Now, here’s where everything works out to our favor – the cabin we stayed in our first night on base is ours for the entirety of the trip. I hang up my jacket inside the warm cabin and it will drip for the next 36 hours. Our group now shifts into “Easy Mode” and we try cross country skiing. Most everyone didn’t do so well with skiing, some never got out of base with their skis on while others got maybe 1/4 mile out of camp before giving up. Here’s some photos of the hilarity which ensued –


In the end we all turn around. Back at camp we turn in our skis and head over to the broomball court instead. Broomball is a mix of hockey and polo. Usually played on a frozen lake or other snowy surface.
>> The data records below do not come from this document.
PR #1332, opened 2018-11-11
Add support for Lombex LX-BW09 smart bulb

kcghost:
MY9291 based smart lightbulb with 4 channels (RGB and warm leds). I have some photos and perhaps slightly dodgy information on how to flash it which I can add to the wiki if this gets merged in?

### DIFF
--- a/code/espurna/config/hardware.h
+++ b/code/espurna/config/hardware.h
@@ -2875,6 +2875,28 @@
     #define LIGHT_CH4_INVERSE   0
 
 // -----------------------------------------------------------------------------
+// Lombex LX_BW09
+// https://www.amazon.com/Compatible-Automation-Dimmable-Equivalent-Changing/dp/B07587CNFV
+// -----------------------------------------------------------------------------
+#elif defined(LOMBEX_BW09)
+
+    // Info
+    #define MANUFACTURER        "LOMBEX"
+    #define DEVICE              "LX_BW09"
+    #define RELAY_PROVIDER      RELAY_PROVIDER_LIGHT
+    #define LIGHT_PROVIDER      LIGHT_PROVIDER_MY92XX
+    #define DUMMY_RELAY_COUNT   1
+
+    // Light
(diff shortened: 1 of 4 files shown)


kcghost:
Actually not sure if I have the MY92XX_MAPPING value correct? The interface seems to assume the fourth channel is cold LEDs, is the mapping value related to that? Not sure how that would translate to migrate.ino either...

xoseperez:
Yes, the MY92XX_MAPPING value is a map between the 4 MY9291 channels and the expected order in ESPurna, which is RGBWW. So "0,1,2,3" means the first channel in the MY9291 controls red, second green, and so on. Don't worry about the migrate.ino. I will do it when syncing the v2 branch.

code/espurna/config/hardware.h
```diff
@@ -2874,6 +2874,28 @@
     #define LIGHT_CH3_INVERSE   0
     #define LIGHT_CH4_INVERSE   0
 
+// -----------------------------------------------------------------------------
+// Lombex LX_BW09
+// https://www.amazon.com/Compatible-Automation-Dimmable-Equivalent-Changing/dp/B07587CNFV
+// -----------------------------------------------------------------------------
+#elif defined(LOMBEX_BW09)
```
xoseperez: The current version requires the board name to be MANUFACTURER_DEVICE, so this should be "LOMBEX_LX_BW09". Change it also in the platformio.ino file.

kcghost: K, I'll keep that in mind. I might need to cancel this request altogether and submit a new change later on due to two developments:

1. I blew up the bulb (Started making a repeated cap squeak noise and GNC and VCC are now shorted). It's possible it isn't designed to be run on both the RGB channels and warm LEDS full blast for very long, I think I had them on overnight. Have you experienced any problems like this?

2. I just went to experiment with a different newer variant of these Lombex bulbs "Lombex Lux Nova" that just have warm and cold LEDS, and found that the model number is frustratingly exactly the same.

We have a ball playing against a girl crew that’s also on base. I swap in and out to take photos and join in the fun.

Our interpreter is basically in chef mode now, as he doesn’t have much to guide us in doing and instead just needs to heat water for our meals. We all get warm showers that night and are treated to an impromptu evening program by the base staff where several dress up as French Canadian Voyageurs and regale us with songs. One female staffer with an absolutely incredible voice shares a rendition of Loch Lomond with the group.

After the impromptu program I hang outside for a little while to take some time lapse photos –







After one final start/stop/continue we split off into our individual group cabins (youth vs 18+) and head off for a stuffy night’s sleep.